*** Dataset Section Begins ***

PR #327, opened 2018-08-13
Remove chrM from the default partition config.

arostamianfar:
Rationale:
* Mitochondrial DNA is missing from the "primary assemblies": [hg19](https://www.ncbi.nlm.nih.gov/assembly/GCF_000001405.13/#/def_asm_Primary_Assembly), [hg38](https://www.ncbi.nlm.nih.gov/assembly/GCF_000001405.38) 
* Looks like `chrMT` is more commonly used than `chrM`. I originally thought about including `chrMT` here as well, but then I figured that it's a small enough chromosome, so it's ok to be included in residual and not worry about the semantics on our end.
* Users can easily add it back if they need to.


arostamianfar:
Good point about integration tests. I think it would be lower priority as we dont expect to change this config again.

PR #330, opened 2018-08-15
compose files in multiple processes #85

allieychen:
In BQ to VCF pipeline, after generating all VCF shards, the composing process could take hours since each time only 32 objects can be composed. 

This PR composes the files in parallel to speed up the process.

Tested: Manually run BQ to VCF. For a table with about 9000 records, it took 3 to 4 minutes to compose the temp files.

### DIFF
--- a/gcp_variant_transforms/bq_to_vcf.py
+++ b/gcp_variant_transforms/bq_to_vcf.py
@@ -39,21 +39,18 @@ from typing import Iterable, List, Tuple  # pylint: disable=unused-import
 import apache_beam as beam
 from apache_beam.io import filesystems
 from apache_beam.io.gcp import bigquery
-from apache_beam.io.gcp import gcsio
 from apache_beam.options import pipeline_options
-
-from google.cloud import storage
 
 from gcp_variant_transforms import vcf_to_bq_common
 from gcp_variant_transforms.beam_io import vcfio
 from gcp_variant_transforms.libs import bigquery_util
+from gcp_variant_transforms.libs import bq_to_vcf_temp_files_composer
 from gcp_variant_transforms.options import variant_transform_options
 from gcp_variant_transforms.transforms import bigquery_to_variant
 from gcp_variant_transforms.transforms import densify_variants
 
 _BASE_QUERY_TEMPLATE = 'SELECT * FROM `{INPUT_TABLE}`;'
 _COMMAND_LINE_OPTIONS = [variant_transform_options.BigQueryToVcfOptions]
-_MAX_NUM_OF_BLOBS_PER_COMPOSE = 32
 
 
 def run(argv=None):
@@ -74,9 +71,9 @@ def run(argv=None):
       google_cloud_options.temp_location, shards_folder)
 
   _bigquery_to_vcf_shards(known_args, options, bq_to_vcf_temp_folder)
-  _compose_temp_files(google_cloud_options.project,
-                      known_args.output_file,
-                      bq_to_vcf_temp_folder)
+  bq_to_vcf_temp_files_composer.compose_temp_files(google_cloud_options.project,
+                                                   known_args.output_file,
+                                                   bq_to_vcf_temp_folder)
 
 
 def _bigquery_to_vcf_shards(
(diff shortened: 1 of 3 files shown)


gcp_variant_transforms/libs/bq_to_vcf_temp_files_composer.py
```diff
@@ -0,0 +1,144 @@
...
+    blobs_to_be_composed = list(self._bucket.list_blobs(prefix=blob_prefix))
+    if len(blobs_to_be_composed) == 1:
+      return blobs_to_be_composed[0]
+    new_blob_prefix = filesystems.FileSystems.join(blob_prefix, 'composed_')
+
+    proc_pool = multiprocessing.Pool(processes=self._NUM_PROCS)
+    for blob_names in self._break_list_in_chunks(blobs_to_be_composed,
+                                                 _MAX_NUM_OF_BLOBS_PER_COMPOSE):
+      _, file_name = filesystems.FileSystems.split(blob_names[0])
+      new_blob_name = ''.join([new_blob_prefix + file_name])
```
arostamianfar: Did you mean to use a comma instead of a plus? (I think they're both plain strings?)

gcp_variant_transforms/libs/bq_to_vcf_temp_files_composer.py
```diff
@@ -0,0 +1,144 @@
...
+  bucket_name, blob_name = gcsio.parse_gcs_path(file_path)
+  file_blob = client.get_bucket(bucket_name).blob(blob_name)
+  file_blob.content_type = 'text/plain'
+  return file_blob
+
+
+class MultiProcessComposer(object):
+  """Class to compose (a large number of) files in GCS in parallel."""
+
+  _NUM_PROCS = 63
```
arostamianfar: Curious why you chose this number? Is it related to a GCS limit?

gcp_variant_transforms/libs/bq_to_vcf_temp_files_composer.py
```diff
@@ -0,0 +1,144 @@
...
+    self._bucket_name = bucket_name
+    self._blob_prefix = blob_prefix
+    self._bucket = storage.Client(project).get_bucket(bucket_name)
+
+  def run(self):
+    # type: () -> storage.Blob
+    """Returns the final blob that all blobs composed to."""
+    return self._compose_vcf_shards_to_one(self._blob_prefix)
+
+  def _compose_vcf_shards_to_one(self, blob_prefix):
```
arostamianfar: nit: since this logic is not VCF-specific, consider removing VCF from the name and comments. I think `_compose_blobs_to_one` may be a better name?

gcp_variant_transforms/bq_to_vcf.py
```diff
@@ -39,21 +39,18 @@
...
 from apache_beam.io.gcp import bigquery
-from apache_beam.io.gcp import gcsio
 from apache_beam.options import pipeline_options
 
-from google.cloud import storage
-
 from gcp_variant_transforms import vcf_to_bq_common
 from gcp_variant_transforms.beam_io import vcfio
 from gcp_variant_transforms.libs import bigquery_util
+from gcp_variant_transforms.libs import bq_to_vcf_temp_files_composer
```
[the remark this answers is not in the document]
allieychen: Done.

gcp_variant_transforms/libs/bq_to_vcf_temp_files_composer.py
allieychen: I have done some experiments with this number, it seems that it is not necessary to specify this value.

Quote from [composite doc](https://cloud.google.com/storage/docs/composite-objects):
`There is a per-project rate limit on how many source objects you can compose of approximately 200 source objects per second.`

So I think roughly 6 processes can be created to run in parallel.

To compose 595 blobs, without this number, it takes roughly took about 20s. With `_NUM_PROCS = 6`, `_NUM_PROCS = 7`, `_NUM_PROCS = 16`, it took about the same time (25s). With `_NUM_PROCS = 1`, it took about 95 s. So I think it might be best to let the system decide the number of processes.

I will try to run with a bigger data sets to make sure it won't break.

gcp_variant_transforms/libs/vcf_file_composer.py
```diff
@@ -0,0 +1,145 @@
...
+    bucket_name: The name of the bucket where the `components` and the new
+      composite are saved.
+    blob_names: A list of blob object names.
+    composite_name: Name of the new composite.
+  """
+  bucket = storage.Client(project).get_bucket(bucket_name)
+  output_file_blob = bucket.blob(composite_name)
+  output_file_blob.content_type = 'text/plain'
+  blobs = [bucket.get_blob(blob_name) for blob_name in blob_names]
+  output_file_blob.compose(blobs)
```
pgrosu: @allieychen This is nice, but where are you doing any integrity checks?

pgrosu: No problem Allie, that's fine - it was only to ensure the tests have might not be sprinkled with false positives.  One other thing to keep in mind is some sort of retry policy - funny things with high-throughput data can sneak up on you unexpectedly even when chunking at the max of 32 :)

arostamianfar:
Awesome! ....and very cool that we can actually output a 6TB VCF file :D I think that would be the upper threshold of having a usable VCF file, so it looks like the scalability problem for BQ->VCF is solved too! Great work!

allieychen:
@arostamianfar My mistake. To clarify, 6.19 TB is the disk space when running the dataflow. The actually VCF file is 1.84 TB. :). We definitely can try with a larger public dataset later.

pgrosu:
Great work, now try to push that limit higher.  For example the Broad produces 20 TB of sequencing data per day, and you want to make your product dynamically-scalable as new data comes in.  Don't get me wrong, this is still a great start!

Great job!
~p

*** Dataset Section Ends ***

→ Problem
Go through the entries above and report every line in which the word "config" appears.

→ Exercise answer
Remove chrM from the default partition config.
Good point about integration tests. I think it would be lower priority as we dont expect to change this config again.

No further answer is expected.